Kevin J. Silverang is a co-founding partner of Silverang, Rosenzweig & Haltzman, LLC. The firm provides sophisticated services for lenders, borrowers, developers and investors in various real estate acquisition, leasing, construction, development, financing, restructuring and disposition transactions. Included in its financing services is the firm’s expertise in Historic Tax Credits and New Markets Tax Credits transactions. The firm also specializes in workout negotiations, real estate and commercial litigation, note portfolio purchases, discounted note transactions and the like. The firm also represents closely-held corporations in general contract and transactional work, partnerships in documenting syndicated equity transactions and all related legal matters. In addition, Mr. Silverang is founding partner of Silverang Hallowell Development Company, a development company specializing in acquiring and developing value added real estate. Mr. Silverang is an entrepreneur who has personally developed over $500 million of property and co-founded two multi-million dollar real estate equity funds.

Mr. Silverang holds a Bachelor of Arts degree from Franklin & Marshall College, and obtained his law degree, cum laude, from Villanova University.

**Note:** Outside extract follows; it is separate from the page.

PR #8916, opened 2020-08-31
Fixes #30749 - Add /owners/:id/system_purpose to Candlepin Proxies Controller

jturel:
New versions of subscription-manager attempt to retrieve the org's system purpose values from Katello, and we need to add that endpoint to our allowlist since we proxy those requests through the candlepin.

He is a frequent lecturer on real estate subjects at seminars sponsored by the Philadelphia Bar Association and the Pennsylvania Bar Institute.

Representative Matters:

  • Representation of a development company in the acquisition, financing and rehabilitation of 27 multi-unit properties for off-campus student housing portfolio for Franklin & Marshall College in Lancaster, Pennsylvania.
  • Representation of a development company in the acquisition, financing and rehabilitation of a 34,000 square foot day care center in Lancaster, Pennsylvania.

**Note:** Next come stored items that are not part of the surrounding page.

PR #8919, opened 2020-09-02
Fixes #30758 - Refresh Subscription and Purpose status when toggling SCA

jturel:
Builds on recent work by @chris1984 (https://github.com/Katello/katello/pull/8859) to process the `owner_content_access_mode.modified` event (turns out there is one!) to:
- consolidate places where we might clear syspurpose status (any manifest action) into a single event handler
- in the same event handler, handle case of switching out of SCA mode, and recalculate host purpose + subscription status

Installer PR to prevent filtering out this new event: https://github.com/theforeman/puppet-candlepin/pull/164
You can modify /etc/candlepin/broker.xml and add this filter `(EVENT_TARGET='OWNER_CONTENT_ACCESS_MODE' and EVENT_TYPE='MODIFIED')` be sure to restart tomcat afterward

**To Test**
 - register a content host
 - import a manifest that can toggle SCA
 - observe the host sub status switch from $WHATEVER to 'Simple Content Access' and vice versa
- observe  the host purpose status switch from $WHATEVER to hidden, and vice versa

### DIFF
--- a/app/services/katello/candlepin/message_handler.rb
+++ b/app/services/katello/candlepin/message_handler.rb
@@ -91,8 +91,17 @@ module Katello
       end
 
       def handle_content_access_mode_modified
-        org_label = Katello::Util::Model.labelize(target_name)
-        org = ::Organization.find_by!(label: org_label)
+        # Ideally the target_name would be the Candlepin Owner key
+        # Since it's the displayName, and we don't update that after org creation, there could be a mismatch
+        # For now, find the Candlepin Owner displayName from this event, and tie it back to a Katello org based on owner key
+        owners = Katello::Resources::Candlepin::Owner.all
+        owner = owners.find { |o| o['displayName'] == target_name }
+
+        unless owner
+          fail("Candlepin Owner %s could not be found" % target_name)
+        end
+
+        org = ::Organization.find_by!(label: owner['key'])
         hosts = org.hosts
 
         if event_data['contentAccessMode'] == 'org_environment'
@@ -104,7 +113,7 @@ module Katello
             Katello::Resources::Candlepin::Consumer.compliance(uuid)
             Katello::Resources::Candlepin::Consumer.purpose_compliance(uuid)
           rescue => e
-            Rails.logger.error("Error encountered while fetching consumer compliance for #{uuid}: #{e.message}")
+            Rails.logger.error("Error encountered while fetching compliance for consumer #{uuid}: #{e.message}")
           end
         end
 
--- a/app/services/katello/candlepin/message_handler.rb
+++ b/app/services/katello/candlepin/message_handler.rb
@@ -20,6 +20,10 @@ module Katello
         @event_data ||= (data = content['eventData']) ? JSON.parse(data) : {}
       end
 
+      def target_name
+        content['targetName']
+      end
+
       def status
         event_data['status']
       end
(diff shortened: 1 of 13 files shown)


jturel:
@jeremylenz updated to handle your case when the org name has changed. extremely good catch! I'm going to file a bug against Candlepin so we get the "owner key" as part of the event. That will match our org label always since it cannot be changed. We can roll with this workaround for now though.

test/services/candlepin/message_handler_test.rb
```diff
@@ -145,4 +124,43 @@ def test_delete_pool_on_null
...
+      @handler.handle_content_access_mode_modified
+    end
+
+    def test_sca_disabled
+      Katello::HostStatusManager.expects(:clear_syspurpose_status).never
+      Katello::HostStatusManager.expects(:update_subscription_status_to_sca).never
+      Organization.any_instance.expects(:simple_content_access?).with(cached: false)
+      @handler.expects(:event_data).returns('contentAccessMode' => 'entitlement').twice
+
+      @org.hosts.joins(:subscription_facet).count.times do
```
jeremylenz, line 158: Can this number change for each test run?  If not, should probably be hard-coded and avoid the DB query

test/services/candlepin/message_handler_test.rb
```diff
@@ -84,11 +72,8 @@ def test_create_pool_on_host
     end
   end
 
-  class EntitlementDeleted < MessageHandlerTestBase
-    def setup
-      super
-      @handler = load_handler('entitlement.deleted')
-    end
+  class EntitlementDeletedTest < MessageHandlerTestBase
+    let(:event_name) { 'entitlement.deleted' }
```
jeremylenz, line 76: thanks for cleaning up the tests with `let` :smile:

app/services/katello/candlepin/message_handler.rb
```diff
@@ -85,6 +89,36 @@ def delete_pool
...
+          cp_consumer_uuids = hosts.joins(:subscription_facet).pluck("#{Katello::Host::SubscriptionFacet.table_name}.uuid")
+          cp_consumer_uuids.each do |uuid|
+            Katello::Resources::Candlepin::Consumer.compliance(uuid)
+            Katello::Resources::Candlepin::Consumer.purpose_compliance(uuid)
+          rescue => e
+            Rails.logger.error("Error encountered while fetching compliance for consumer #{uuid}: #{e.message}")
+          end
+        end
+
+        org.simple_content_access?(cached: false)
```
jeremylenz, line 120: Seems like this return value isn't used anywhere; is it necessary?

jeremylenz (commented):
Thanks @jturel, works as expected now!

* Used "Org B" which had the naming problem before
* Disabled SCA - my host showed "Fully entitled" immediately
* Re-enabled SCA - my host showed "Simple Content Access" immediately

Just a couple questions/comments below

app/services/katello/candlepin/message_handler.rb
jturel: Here I'm refreshing our cached value for `simple_content_access?` so that any request which reads it 'soon' (the cache has a 1 min lifetime) will be accurate. We cache it because it's a frequent call that we make, and saves requests into Candlepin. Just a coincidence that it's the last line of the method!

test/services/candlepin/message_handler_test.rb
jturel: It could change since this organization is one of our fixtures

jeremylenz (approved):
Thanks for the answers

ACK

PR #8922, opened 2020-09-02
Fixes #30766 - Candlepin error with repo deletion during product destroy

ianballou:
Candlepin throws an error when multiple [remove_content](https://github.com/Katello/katello/blob/master/app/lib/actions/candlepin/product/content_remove.rb) calls happen concurrently.  To get around this, I've made the `Actions::Katello::Product::ContentDestroy` actions run sequentially before the concurrent `Actions::Katello::Repository::Destroy` actions.

To test:

1) Create a product
2) Add a few Docker repos
3) Delete the product
4) See the error in question
5) Apply my PR
6) Do 1-3 again
7) See that the product is deleted

### DIFF
--- a/app/lib/actions/katello/repository/destroy.rb
+++ b/app/lib/actions/katello/repository/destroy.rb
@@ -7,9 +7,11 @@ module Actions
 
         # options:
         #   skip_environment_update - defaults to false. skips updating the CP environment
+        #   destroy_content - can be disabled to skip Candlepin remove_content
         def plan(repository, options = {})
           skip_environment_update = options.fetch(:skip_environment_update, false) ||
               options.fetch(:organization_destroy, false)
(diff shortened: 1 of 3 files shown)


app/lib/actions/katello/repository/destroy.rb
```diff
@@ -29,7 +31,9 @@ def plan(repository, options = {})
             if repository.redhat?
               handle_redhat_content(repository) unless skip_environment_update
             else
-              handle_custom_content(repository) unless skip_environment_update
+              if destroy_content
+                handle_custom_content(repository) unless skip_environment_update
```
jlsherrill, line 35: we should probably combine those statemetns:

if destroy_content && !skip_environment_update

jlsherrill (approved):

Issue #134, opened 2020-03-18
PR decoration: For line type REMOVED the only valid file type is FROM (was: TO)


racodond:
Hi,

One of my Bitbucket PR decorations failed with the following error message:

`2020.03.18 21:16:50 INFO  ce[AXDvSpwAOt-M153AClS0][c.g.m.s.p.c.p.b.s.BitbucketServerPullRequestDecorator] starting to analyze with com.github.mc1arke.sonarqube.plugin.ce.pullrequest.AnalysisDetails@41982f12
2020.03.18 21:16:50 ERROR ce[AXDvSpwAOt-M153AClS0][c.g.m.s.p.c.p.b.s.BitbucketServerPullRequestDecorator] {"errors":[{"context":null,"message":"For line type REMOVED the only valid file type is FROM (was: TO)","exceptionName":"com.atlassian.bitbucket.validation.ArgumentValidationException"}]}`

Here's the diff of the PR:
![image](https://user-images.githubusercontent.com/1215713/77004749-ec91a900-695f-11ea-9a34-2ad96e674664.png)

I'm running SonarQube 7.9.2 and version 1.3.0 of the plugin.

Thank you

Regards,

David

4n4n4s:
Hi @racodond are you sure that the change in this file causes the issue? Cause it says line type "REMOVED" and this looks only like a change. 

Can you isolate it and only start a review with this change?

If the issue is still occuring I'll check the logic and push a fix for it. Thank you.

racodond:
Hi @4n4n4s,

I confirm the issue. I just create a project with one single file (see html code below).

![image](https://user-images.githubusercontent.com/1215713/77553097-a767fc80-6eb4-11ea-8ac6-5988392780ec.png)

It doesn't seem to be just a change. It's line removal + line addition (both of them marked as line #12).

`
<div class="todo-content">
    <h1 class="page-title">My Todos</h1>
    <div class="todo-create">
        <form #todoForm="ngForm" (ngSubmit) = "createTodo(todoForm)" novalidate>
            <input type="text" id="title" class="form-control" placeholder="Type a todo and press enter..."
                   required
                   name="title" [(ngModel)]="newTodo.title"
                   #title="ngModel" >
            <div *ngIf="title.errors && title.dirty"
                 class="alert alert-danger">
                <div [hidden]="!title.errors.required">
                    Title is required.
                </div>
            </div>
        </form>
    </div>
</div>
`

Thanks!

[...]

PR #148, opened 2020-03-31
Update documentation

4n4n4s:
Attempt to resolve. #129 #146 

Documentation - Ain't nobody got time for dat.

PR #149, opened 2020-03-31
Bitbucket fix removed line error

4n4n4s:
Fixing the error that occured when a line is reported as REMOVED and ADDED like in case of #134

Solution is to filter "REMOVED" entries completely.

### DIFF
--- a/README.md
+++ b/README.md
@@ -16,33 +16,21 @@ SonarQube Version | Plugin Version
 7.8 - 8.0         | 1.3.0
 7.4 - 7.7         | 1.0.2
 
-# Installation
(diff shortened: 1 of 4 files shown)


mc1arke:
This seems to include your commit from #148 . Any chance you could drop it from this PR so I can review it independently?

mc1arke:
Any chance of resolving the conflict?

mc1arke:
Closing this since the whole Bitbucket implementation has been been changed to use Code Insights. I've not checked if the new implementation still contains this issue, but this fix will no loner be compatible with it.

  • Representation of a real estate fund in the acquisition, financing and rehabilitation of 400,000 square feet of warehouse flex space in Montgomeryville, Pennsylvania.
  • Representation of a real estate fund in the acquisition, financing and adaptive reuse of 132,000 square feet of Class A office space in Lansdale, Pennsylvania.
  • Representation of a partnership in the acquisition and financing of a 73 unit condominium conversion project in Vineland, New Jersey.
  • Representation of a real estate fund in the acquisition, financing and sale of a 60 unit ground-up condominium project in Old City, Philadelphia, Pennsylvania.
  • Representation of a development partnership in the acquisition, financing and rehabilitation of a 28 unit senior living facility in Hanover, New Hampshire.
  • Representation of real estate developer in the financing and rehabilitation of a 144 unit ground-up apartment construction project in Dover, Delaware.
  • Representation of a real estate developer in the discounted note purchase, recapitalization (including Historic Tax Credits), construction and adaptive reuse of a 1950 art deco style office building into a 98 unit apartment complex and 13,000 square feet of retail space located in Center City, Philadelphia, Pennsylvania.
  • Representation of a real estate developer in the recapitalization (including Historic Tax Credits and New Markets Tax Credits), construction and adaptive reuse of an historic office building into 89 apartment units, 40,000 square feet of office space and 15,000 square feet of retail space located in Scranton, Pennsylvania.
  • Representation of a real estate developer in the development, construction and financing (including Historic Tax Credits and New Markets Tax Credits) of a 200,000 square foot multi-purpose building on the campus of King’s College in Wilkes-Barre, Pennsylvania.
  • Representation of a real estate developer in the defense and litigation of claims respecting a luxury condominium project located in the Outer Banks, North Carolina, including workout negotiations, defense of confessions of judgment and related lender liability counterclaims.
  • Representation of a developer/contractor in working out over $180 million in a defaulted real estate loan portfolio.
  • Representation of a developer in negotiating and closing a $100 million recapitalization of a residential real estate portfolio.